- **Assignment**
Write out every line below that contains "InputGroup".
========================================================================
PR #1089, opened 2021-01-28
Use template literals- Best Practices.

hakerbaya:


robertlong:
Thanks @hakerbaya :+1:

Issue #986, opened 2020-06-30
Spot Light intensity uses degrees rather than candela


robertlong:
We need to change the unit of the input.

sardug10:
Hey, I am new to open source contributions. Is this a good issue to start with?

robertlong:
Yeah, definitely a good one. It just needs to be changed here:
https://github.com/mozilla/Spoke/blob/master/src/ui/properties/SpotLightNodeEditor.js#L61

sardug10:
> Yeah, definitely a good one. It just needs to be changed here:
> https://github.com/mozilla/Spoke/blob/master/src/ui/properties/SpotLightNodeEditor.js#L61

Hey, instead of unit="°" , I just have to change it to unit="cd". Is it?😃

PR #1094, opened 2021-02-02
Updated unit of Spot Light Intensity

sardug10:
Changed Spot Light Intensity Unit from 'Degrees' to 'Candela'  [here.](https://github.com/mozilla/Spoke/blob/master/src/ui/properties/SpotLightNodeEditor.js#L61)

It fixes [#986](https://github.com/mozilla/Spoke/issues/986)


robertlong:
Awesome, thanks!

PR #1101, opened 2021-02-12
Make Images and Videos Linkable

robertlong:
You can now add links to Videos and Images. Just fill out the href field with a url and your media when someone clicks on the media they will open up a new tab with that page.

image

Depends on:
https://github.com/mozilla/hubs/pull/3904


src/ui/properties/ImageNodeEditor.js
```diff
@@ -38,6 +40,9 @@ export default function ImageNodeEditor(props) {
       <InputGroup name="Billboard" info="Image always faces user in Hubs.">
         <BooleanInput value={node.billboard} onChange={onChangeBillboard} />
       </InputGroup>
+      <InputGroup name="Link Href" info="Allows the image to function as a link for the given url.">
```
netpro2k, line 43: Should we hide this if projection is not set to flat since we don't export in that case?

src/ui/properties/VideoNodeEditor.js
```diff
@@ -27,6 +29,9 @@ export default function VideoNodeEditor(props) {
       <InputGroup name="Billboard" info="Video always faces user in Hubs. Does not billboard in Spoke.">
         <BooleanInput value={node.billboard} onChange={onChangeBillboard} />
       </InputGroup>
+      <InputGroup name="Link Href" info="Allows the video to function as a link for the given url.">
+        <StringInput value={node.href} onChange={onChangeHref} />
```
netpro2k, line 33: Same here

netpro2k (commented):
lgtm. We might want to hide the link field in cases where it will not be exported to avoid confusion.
========================================================================
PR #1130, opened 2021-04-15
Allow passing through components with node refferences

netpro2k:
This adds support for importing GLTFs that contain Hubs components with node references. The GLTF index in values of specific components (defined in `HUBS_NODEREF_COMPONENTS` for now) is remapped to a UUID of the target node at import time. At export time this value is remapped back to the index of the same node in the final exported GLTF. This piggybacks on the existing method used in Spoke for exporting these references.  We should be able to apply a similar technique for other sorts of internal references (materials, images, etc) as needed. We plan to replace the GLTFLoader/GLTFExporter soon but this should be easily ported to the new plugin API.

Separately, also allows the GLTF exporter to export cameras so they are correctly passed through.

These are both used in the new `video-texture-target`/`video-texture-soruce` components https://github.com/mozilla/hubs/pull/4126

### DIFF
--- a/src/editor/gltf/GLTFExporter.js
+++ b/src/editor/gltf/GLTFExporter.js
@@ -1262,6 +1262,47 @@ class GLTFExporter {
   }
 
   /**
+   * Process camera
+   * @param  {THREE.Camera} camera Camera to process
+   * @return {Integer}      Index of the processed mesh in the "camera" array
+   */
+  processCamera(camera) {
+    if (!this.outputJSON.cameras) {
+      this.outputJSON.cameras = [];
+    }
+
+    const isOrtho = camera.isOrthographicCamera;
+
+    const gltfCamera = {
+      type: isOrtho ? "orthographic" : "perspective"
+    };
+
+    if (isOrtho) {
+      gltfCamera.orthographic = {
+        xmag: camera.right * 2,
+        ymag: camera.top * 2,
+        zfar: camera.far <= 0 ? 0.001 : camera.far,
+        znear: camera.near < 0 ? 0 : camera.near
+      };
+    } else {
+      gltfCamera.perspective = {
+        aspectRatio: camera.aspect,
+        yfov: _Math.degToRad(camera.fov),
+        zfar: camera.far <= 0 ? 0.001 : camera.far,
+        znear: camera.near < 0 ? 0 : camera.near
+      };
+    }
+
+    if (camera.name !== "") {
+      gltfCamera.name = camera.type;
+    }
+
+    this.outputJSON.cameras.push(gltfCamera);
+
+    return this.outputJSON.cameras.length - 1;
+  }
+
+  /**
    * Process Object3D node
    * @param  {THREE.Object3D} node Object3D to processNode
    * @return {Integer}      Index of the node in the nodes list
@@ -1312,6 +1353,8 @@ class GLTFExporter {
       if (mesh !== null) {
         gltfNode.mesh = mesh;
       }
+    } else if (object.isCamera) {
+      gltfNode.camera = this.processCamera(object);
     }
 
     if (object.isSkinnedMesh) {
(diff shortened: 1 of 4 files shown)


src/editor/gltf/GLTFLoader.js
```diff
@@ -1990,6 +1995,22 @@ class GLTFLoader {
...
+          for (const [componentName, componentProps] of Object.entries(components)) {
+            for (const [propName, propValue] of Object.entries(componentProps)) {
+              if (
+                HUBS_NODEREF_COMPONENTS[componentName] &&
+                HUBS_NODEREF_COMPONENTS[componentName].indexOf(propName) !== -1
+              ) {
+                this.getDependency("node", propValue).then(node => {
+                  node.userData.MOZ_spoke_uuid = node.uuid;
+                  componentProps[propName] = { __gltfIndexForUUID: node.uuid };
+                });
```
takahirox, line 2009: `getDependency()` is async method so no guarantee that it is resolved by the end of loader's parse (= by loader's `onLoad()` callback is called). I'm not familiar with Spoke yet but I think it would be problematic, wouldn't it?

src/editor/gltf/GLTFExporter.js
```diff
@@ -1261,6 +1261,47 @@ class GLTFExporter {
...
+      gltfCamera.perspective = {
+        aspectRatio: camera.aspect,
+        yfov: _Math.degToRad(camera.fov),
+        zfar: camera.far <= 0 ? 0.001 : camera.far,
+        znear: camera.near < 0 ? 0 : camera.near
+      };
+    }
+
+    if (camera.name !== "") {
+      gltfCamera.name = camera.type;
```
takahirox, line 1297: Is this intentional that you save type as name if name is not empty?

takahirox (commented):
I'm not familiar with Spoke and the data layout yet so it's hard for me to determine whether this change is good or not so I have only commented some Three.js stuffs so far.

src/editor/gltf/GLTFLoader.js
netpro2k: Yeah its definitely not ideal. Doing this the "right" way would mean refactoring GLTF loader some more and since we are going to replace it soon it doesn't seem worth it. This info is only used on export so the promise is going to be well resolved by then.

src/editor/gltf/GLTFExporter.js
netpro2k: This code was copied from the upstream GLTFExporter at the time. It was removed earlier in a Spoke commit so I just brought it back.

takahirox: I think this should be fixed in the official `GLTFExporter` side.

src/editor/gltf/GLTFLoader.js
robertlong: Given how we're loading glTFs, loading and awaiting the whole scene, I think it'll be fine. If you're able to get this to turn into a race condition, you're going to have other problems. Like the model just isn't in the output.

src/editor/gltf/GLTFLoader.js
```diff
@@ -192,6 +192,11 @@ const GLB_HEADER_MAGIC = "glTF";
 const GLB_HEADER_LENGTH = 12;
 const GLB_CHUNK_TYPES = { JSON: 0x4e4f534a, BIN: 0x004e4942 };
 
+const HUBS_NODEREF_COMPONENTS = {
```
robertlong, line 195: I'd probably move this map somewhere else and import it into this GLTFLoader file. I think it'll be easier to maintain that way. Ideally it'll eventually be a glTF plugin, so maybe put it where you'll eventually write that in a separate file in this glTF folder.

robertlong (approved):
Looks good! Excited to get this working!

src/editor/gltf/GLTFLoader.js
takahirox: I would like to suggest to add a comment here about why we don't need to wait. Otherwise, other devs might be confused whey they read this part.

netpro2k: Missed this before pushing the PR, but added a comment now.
========================================================================
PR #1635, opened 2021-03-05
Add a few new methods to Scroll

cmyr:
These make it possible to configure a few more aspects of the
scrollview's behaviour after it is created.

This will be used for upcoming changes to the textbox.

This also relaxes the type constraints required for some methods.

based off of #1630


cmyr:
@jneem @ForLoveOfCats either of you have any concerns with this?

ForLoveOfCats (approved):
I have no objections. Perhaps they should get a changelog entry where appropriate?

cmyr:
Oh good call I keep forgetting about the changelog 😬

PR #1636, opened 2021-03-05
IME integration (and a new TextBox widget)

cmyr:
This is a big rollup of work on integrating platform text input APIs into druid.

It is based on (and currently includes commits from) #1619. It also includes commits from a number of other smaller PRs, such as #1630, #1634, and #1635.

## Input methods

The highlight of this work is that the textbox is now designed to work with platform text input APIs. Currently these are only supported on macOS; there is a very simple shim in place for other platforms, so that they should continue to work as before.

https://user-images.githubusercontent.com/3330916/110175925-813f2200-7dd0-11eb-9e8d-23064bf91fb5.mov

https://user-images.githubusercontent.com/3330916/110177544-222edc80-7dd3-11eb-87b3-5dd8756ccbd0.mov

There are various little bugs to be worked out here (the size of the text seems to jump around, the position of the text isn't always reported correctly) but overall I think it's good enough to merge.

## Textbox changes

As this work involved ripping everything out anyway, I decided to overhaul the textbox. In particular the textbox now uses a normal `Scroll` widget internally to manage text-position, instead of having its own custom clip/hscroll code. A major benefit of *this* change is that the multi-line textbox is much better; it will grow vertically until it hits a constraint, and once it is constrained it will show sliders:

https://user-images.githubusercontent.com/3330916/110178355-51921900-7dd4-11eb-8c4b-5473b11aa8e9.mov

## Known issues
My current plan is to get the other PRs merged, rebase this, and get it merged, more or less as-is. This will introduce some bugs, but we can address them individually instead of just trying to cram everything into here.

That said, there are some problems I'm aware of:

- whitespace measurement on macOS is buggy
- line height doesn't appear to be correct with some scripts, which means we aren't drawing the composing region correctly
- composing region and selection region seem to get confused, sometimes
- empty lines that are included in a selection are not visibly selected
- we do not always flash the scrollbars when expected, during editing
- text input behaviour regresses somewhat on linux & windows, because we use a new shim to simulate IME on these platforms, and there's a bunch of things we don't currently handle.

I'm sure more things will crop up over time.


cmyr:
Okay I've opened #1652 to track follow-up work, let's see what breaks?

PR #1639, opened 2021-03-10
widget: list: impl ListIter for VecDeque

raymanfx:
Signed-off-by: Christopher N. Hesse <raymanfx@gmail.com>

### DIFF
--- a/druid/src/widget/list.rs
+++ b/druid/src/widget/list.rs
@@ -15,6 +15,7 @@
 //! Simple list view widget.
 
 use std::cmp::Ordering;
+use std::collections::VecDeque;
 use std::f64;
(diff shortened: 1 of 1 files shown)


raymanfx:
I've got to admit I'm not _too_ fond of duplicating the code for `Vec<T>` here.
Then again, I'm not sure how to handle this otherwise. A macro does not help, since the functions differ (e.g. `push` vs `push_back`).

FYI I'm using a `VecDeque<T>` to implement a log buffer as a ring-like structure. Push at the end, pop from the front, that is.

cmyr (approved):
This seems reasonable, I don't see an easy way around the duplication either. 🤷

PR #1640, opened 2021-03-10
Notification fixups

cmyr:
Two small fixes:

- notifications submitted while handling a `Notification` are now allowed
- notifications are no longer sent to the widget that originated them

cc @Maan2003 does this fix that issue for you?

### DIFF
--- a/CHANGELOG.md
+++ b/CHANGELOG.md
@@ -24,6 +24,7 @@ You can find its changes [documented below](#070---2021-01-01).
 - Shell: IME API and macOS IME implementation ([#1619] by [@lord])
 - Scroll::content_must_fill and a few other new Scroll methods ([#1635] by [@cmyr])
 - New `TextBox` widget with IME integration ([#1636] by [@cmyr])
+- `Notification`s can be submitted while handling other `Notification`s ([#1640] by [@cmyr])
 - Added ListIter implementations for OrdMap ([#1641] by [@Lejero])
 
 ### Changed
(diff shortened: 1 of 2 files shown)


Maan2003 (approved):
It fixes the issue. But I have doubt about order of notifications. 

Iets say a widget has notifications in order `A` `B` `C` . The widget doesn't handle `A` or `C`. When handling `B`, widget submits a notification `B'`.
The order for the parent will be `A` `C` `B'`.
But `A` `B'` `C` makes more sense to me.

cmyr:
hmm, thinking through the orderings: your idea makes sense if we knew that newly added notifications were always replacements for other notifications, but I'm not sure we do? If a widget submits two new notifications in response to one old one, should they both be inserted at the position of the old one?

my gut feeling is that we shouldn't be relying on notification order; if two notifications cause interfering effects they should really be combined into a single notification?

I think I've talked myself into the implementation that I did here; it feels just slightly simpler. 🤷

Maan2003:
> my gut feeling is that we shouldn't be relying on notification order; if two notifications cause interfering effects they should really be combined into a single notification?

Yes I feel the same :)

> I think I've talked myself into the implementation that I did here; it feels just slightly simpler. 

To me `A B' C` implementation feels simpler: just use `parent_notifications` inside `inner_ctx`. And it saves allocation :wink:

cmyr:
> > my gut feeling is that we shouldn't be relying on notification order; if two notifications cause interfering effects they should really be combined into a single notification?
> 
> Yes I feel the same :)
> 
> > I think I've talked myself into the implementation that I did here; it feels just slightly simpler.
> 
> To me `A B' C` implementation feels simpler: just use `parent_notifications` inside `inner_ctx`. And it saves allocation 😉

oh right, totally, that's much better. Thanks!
========================================================================
- **The completed task**
       <InputGroup name="Billboard" info="Image always faces user in Hubs.">
       </InputGroup>
+      <InputGroup name="Link Href" info="Allows the image to function as a link for the given url.">
       <InputGroup name="Billboard" info="Video always faces user in Hubs. Does not billboard in Spoke.">
       </InputGroup>
+      <InputGroup name="Link Href" info="Allows the video to function as a link for the given url.">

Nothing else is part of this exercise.